REQUIRED WORK =>
The answer must be an exact restatement of all the data.

STUDY MATERIAL =>
Segment Open
PR #2664, opened 2024-10-04
feat(frontend): disable buy button if no OnRamper API key is provided [GIX-2854]

AntonioVentilii-DFINITY:
# Motivation

Just to be on the safe side, we disable the Buy button in case there is no OnRamper API key provided. This could happen only in case there is some inconsistency on the `.env` file.

### DIFF
--- a/src/frontend/src/lib/components/buy/BuyButton.svelte
+++ b/src/frontend/src/lib/components/buy/BuyButton.svelte
@@ -1,11 +1,17 @@
 <script lang="ts">
+	import { ONRAMPER_API_KEY } from '$env/onramper.env';
 	import IconBuy from '$lib/components/icons/IconBuy.svelte';
 	import ButtonHero from '$lib/components/ui/ButtonHero.svelte';
 	import { isBusy } from '$lib/derived/busy.derived';
 	import { i18n } from '$lib/stores/i18n.store';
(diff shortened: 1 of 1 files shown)


peterpeterparker (approved):
Approving but, I'm hesitant in the sense if that would not be too much work I ask myself if I would not rather like the button to be always enabled and extend the `Buy` component to toast an error if not defined instead of openeing the buy modal. But that's maybe not useful and overengineered, therefore just sharing.

LGTM, thx

AntonioVentilii-DFINITY:
I think that maybe a pop over whenever that button is disabled just saying "temporary disabled, contact blah blah", since the user shouldn't be affected by faults in the build process, I think, no? this would happen only if we have not the correct env file when built

P.S. the best would be a pre-check of compulsory ENV variables (for example onramper prod api key, or ehterescan api key, both), before building

peterpeterparker:
> I think that maybe a pop over whenever that button is disabled just saying "temporary disabled, contact blah blah", 

I personally like to have button "enabled" for those kind of thing, to provide a positive user experience. It's probably an edge case so disabling is good, therefore approving the PR already. Just thought about sharing what crossed my mind.

> P.S. the best would be a pre-check of compulsory ENV variables (for example onramper prod api key, or ehterescan api key, both), before building

Yes!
Segment Closed
FINAL ANSWER =>
PR #2664, opened 2024-10-04
feat(frontend): disable buy button if no OnRamper API key is provided [GIX-2854]

AntonioVentilii-DFINITY:
# Motivation

Just to be on the safe side, we disable the Buy button in case there is no OnRamper API key provided. This could happen only in case there is some inconsistency on the `.env` file.

### DIFF
--- a/src/frontend/src/lib/components/buy/BuyButton.svelte
+++ b/src/frontend/src/lib/components/buy/BuyButton.svelte
@@ -1,11 +1,17 @@
 <script lang="ts">
+	import { ONRAMPER_API_KEY } from '$env/onramper.env';
 	import IconBuy from '$lib/components/icons/IconBuy.svelte';
 	import ButtonHero from '$lib/components/ui/ButtonHero.svelte';
 	import { isBusy } from '$lib/derived/busy.derived';
 	import { i18n } from '$lib/stores/i18n.store';
(diff shortened: 1 of 1 files shown)


peterpeterparker (approved):
Approving but, I'm hesitant in the sense if that would not be too much work I ask myself if I would not rather like the button to be always enabled and extend the `Buy` component to toast an error if not defined instead of openeing the buy modal. But that's maybe not useful and overengineered, therefore just sharing.

LGTM, thx

AntonioVentilii-DFINITY:
I think that maybe a pop over whenever that button is disabled just saying "temporary disabled, contact blah blah", since the user shouldn't be affected by faults in the build process, I think, no? this would happen only if we have not the correct env file when built

P.S. the best would be a pre-check of compulsory ENV variables (for example onramper prod api key, or ehterescan api key, both), before building

peterpeterparker:
> I think that maybe a pop over whenever that button is disabled just saying "temporary disabled, contact blah blah", 

I personally like to have button "enabled" for those kind of thing, to provide a positive user experience. It's probably an edge case so disabling is good, therefore approving the PR already. Just thought about sharing what crossed my mind.

> P.S. the best would be a pre-check of compulsory ENV variables (for example onramper prod api key, or ehterescan api key, both), before building

Yes!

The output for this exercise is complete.